Stored data entries
******
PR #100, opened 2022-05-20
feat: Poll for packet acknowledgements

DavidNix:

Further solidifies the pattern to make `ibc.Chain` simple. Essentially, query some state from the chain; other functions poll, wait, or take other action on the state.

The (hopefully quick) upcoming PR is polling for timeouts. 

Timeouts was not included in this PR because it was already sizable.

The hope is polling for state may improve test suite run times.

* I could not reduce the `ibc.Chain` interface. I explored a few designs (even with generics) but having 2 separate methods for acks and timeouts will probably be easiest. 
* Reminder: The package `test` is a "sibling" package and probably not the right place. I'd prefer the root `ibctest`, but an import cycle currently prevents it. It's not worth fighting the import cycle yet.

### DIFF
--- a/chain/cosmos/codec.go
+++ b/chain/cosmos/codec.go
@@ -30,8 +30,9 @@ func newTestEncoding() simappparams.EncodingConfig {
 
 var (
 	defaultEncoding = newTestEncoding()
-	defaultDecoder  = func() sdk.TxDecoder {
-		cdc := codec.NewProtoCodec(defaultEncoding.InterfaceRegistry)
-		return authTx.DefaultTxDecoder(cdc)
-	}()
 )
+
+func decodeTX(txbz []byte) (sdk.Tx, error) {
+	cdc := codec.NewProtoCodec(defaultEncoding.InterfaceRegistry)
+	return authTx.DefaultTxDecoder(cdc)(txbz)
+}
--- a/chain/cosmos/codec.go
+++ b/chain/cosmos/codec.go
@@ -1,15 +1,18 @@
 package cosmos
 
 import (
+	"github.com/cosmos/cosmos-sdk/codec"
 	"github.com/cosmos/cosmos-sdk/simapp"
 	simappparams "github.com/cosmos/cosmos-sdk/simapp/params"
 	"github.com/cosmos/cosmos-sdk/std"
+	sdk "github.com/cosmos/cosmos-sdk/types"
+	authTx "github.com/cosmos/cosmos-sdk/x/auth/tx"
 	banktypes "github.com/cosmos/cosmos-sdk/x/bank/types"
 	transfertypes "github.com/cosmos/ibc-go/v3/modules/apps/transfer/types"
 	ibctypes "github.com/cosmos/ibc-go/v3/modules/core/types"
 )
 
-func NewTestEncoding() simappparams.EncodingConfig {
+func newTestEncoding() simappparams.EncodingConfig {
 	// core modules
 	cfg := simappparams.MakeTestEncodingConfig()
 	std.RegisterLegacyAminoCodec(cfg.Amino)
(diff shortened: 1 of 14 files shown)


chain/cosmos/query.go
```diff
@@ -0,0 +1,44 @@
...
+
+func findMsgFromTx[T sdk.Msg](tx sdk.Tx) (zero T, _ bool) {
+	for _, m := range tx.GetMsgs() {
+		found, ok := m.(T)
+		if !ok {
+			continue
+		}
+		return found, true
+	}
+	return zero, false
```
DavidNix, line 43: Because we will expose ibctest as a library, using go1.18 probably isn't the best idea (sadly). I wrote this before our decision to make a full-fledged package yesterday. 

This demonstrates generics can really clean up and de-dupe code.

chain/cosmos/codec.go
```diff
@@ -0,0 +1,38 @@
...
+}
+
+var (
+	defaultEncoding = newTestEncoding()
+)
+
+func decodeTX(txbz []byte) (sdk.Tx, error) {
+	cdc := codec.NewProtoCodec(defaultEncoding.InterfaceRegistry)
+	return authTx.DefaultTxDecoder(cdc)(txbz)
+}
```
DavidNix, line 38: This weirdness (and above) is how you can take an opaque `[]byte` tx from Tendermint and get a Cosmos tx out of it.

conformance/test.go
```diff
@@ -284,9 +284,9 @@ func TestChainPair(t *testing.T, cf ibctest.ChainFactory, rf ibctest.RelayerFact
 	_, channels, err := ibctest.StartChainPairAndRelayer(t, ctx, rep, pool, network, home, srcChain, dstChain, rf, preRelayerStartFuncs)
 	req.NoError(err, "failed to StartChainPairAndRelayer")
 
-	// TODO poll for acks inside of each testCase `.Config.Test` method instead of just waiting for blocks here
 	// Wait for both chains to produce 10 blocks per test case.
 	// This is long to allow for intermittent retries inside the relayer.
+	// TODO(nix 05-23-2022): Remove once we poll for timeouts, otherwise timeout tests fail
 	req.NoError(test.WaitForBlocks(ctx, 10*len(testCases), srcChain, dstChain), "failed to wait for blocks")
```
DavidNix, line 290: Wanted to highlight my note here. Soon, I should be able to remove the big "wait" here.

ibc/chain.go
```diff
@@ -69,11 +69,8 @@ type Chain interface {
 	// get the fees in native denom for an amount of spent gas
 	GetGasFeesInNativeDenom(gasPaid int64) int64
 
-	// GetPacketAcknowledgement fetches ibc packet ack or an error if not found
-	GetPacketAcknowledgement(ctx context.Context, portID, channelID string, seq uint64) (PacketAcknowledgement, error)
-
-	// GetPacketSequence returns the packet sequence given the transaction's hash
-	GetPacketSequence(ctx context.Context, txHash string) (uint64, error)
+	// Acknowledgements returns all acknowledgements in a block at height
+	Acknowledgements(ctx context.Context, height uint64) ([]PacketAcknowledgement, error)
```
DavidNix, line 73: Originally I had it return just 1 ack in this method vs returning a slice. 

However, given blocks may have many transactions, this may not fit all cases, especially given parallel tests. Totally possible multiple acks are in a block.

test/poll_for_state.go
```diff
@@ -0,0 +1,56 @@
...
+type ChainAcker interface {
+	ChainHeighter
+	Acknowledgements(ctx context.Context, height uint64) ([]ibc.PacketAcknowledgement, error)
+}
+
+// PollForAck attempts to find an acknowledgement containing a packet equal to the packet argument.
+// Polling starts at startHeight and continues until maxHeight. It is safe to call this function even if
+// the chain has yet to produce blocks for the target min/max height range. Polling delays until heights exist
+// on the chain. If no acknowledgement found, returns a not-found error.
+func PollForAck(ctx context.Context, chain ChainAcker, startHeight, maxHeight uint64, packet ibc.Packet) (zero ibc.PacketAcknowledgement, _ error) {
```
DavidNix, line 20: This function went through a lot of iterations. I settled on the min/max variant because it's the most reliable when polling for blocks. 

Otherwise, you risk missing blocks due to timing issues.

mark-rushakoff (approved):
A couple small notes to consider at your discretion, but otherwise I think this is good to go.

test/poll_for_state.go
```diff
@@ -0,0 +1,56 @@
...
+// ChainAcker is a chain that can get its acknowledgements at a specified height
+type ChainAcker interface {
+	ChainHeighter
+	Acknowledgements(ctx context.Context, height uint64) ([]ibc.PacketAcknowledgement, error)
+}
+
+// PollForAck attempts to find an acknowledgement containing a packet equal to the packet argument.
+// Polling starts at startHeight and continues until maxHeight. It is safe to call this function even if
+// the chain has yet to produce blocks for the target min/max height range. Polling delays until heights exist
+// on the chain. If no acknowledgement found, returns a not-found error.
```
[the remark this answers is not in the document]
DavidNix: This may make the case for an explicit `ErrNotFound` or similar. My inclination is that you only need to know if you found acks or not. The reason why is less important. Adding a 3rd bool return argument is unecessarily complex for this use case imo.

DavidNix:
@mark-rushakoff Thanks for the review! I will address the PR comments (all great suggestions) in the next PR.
******
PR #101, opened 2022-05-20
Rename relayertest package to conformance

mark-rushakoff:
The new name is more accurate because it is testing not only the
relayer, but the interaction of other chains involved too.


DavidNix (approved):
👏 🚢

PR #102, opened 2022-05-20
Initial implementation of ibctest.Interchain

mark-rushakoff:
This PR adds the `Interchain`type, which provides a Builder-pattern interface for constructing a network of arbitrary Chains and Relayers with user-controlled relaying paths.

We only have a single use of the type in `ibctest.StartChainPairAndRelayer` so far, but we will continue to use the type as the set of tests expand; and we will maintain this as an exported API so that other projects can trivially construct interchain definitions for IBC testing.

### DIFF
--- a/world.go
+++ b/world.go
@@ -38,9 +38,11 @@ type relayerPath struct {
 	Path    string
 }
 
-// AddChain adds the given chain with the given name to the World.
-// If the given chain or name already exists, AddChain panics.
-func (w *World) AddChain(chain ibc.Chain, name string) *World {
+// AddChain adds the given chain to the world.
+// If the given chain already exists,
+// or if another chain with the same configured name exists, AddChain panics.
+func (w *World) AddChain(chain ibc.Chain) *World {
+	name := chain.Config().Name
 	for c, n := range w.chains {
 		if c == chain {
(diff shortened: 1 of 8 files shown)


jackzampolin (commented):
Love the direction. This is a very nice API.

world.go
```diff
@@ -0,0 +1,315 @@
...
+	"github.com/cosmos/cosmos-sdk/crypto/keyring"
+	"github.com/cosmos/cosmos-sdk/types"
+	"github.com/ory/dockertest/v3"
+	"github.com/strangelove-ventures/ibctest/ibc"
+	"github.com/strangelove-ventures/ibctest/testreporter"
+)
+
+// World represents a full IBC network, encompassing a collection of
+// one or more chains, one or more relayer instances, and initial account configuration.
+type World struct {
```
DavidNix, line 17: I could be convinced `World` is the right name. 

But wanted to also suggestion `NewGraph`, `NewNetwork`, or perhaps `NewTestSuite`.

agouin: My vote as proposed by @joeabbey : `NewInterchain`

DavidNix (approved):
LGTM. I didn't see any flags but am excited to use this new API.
******
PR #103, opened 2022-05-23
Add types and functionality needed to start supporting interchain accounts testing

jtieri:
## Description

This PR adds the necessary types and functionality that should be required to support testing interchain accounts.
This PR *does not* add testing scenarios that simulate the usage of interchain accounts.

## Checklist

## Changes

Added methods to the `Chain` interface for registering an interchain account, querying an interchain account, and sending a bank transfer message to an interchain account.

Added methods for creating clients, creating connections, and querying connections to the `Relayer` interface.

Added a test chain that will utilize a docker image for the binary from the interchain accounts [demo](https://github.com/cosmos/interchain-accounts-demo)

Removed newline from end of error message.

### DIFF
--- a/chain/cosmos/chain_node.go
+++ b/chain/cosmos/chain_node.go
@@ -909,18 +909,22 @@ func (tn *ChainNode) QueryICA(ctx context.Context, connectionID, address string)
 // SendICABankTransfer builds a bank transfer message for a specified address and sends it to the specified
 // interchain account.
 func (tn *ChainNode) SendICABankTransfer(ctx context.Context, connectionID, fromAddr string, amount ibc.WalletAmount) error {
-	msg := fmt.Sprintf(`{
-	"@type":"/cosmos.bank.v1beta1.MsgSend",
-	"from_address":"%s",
******
**Problem details:** Reproduce every line above containing "methods".

**Output below:**
* I could not reduce the `ibc.Chain` interface. I explored a few designs (even with generics) but having 2 separate methods for acks and timeouts will probably be easiest. 
Added methods to the `Chain` interface for registering an interchain account, querying an interchain account, and sending a bank transfer message to an interchain account.
Added methods for creating clients, creating connections, and querying connections to the `Relayer` interface.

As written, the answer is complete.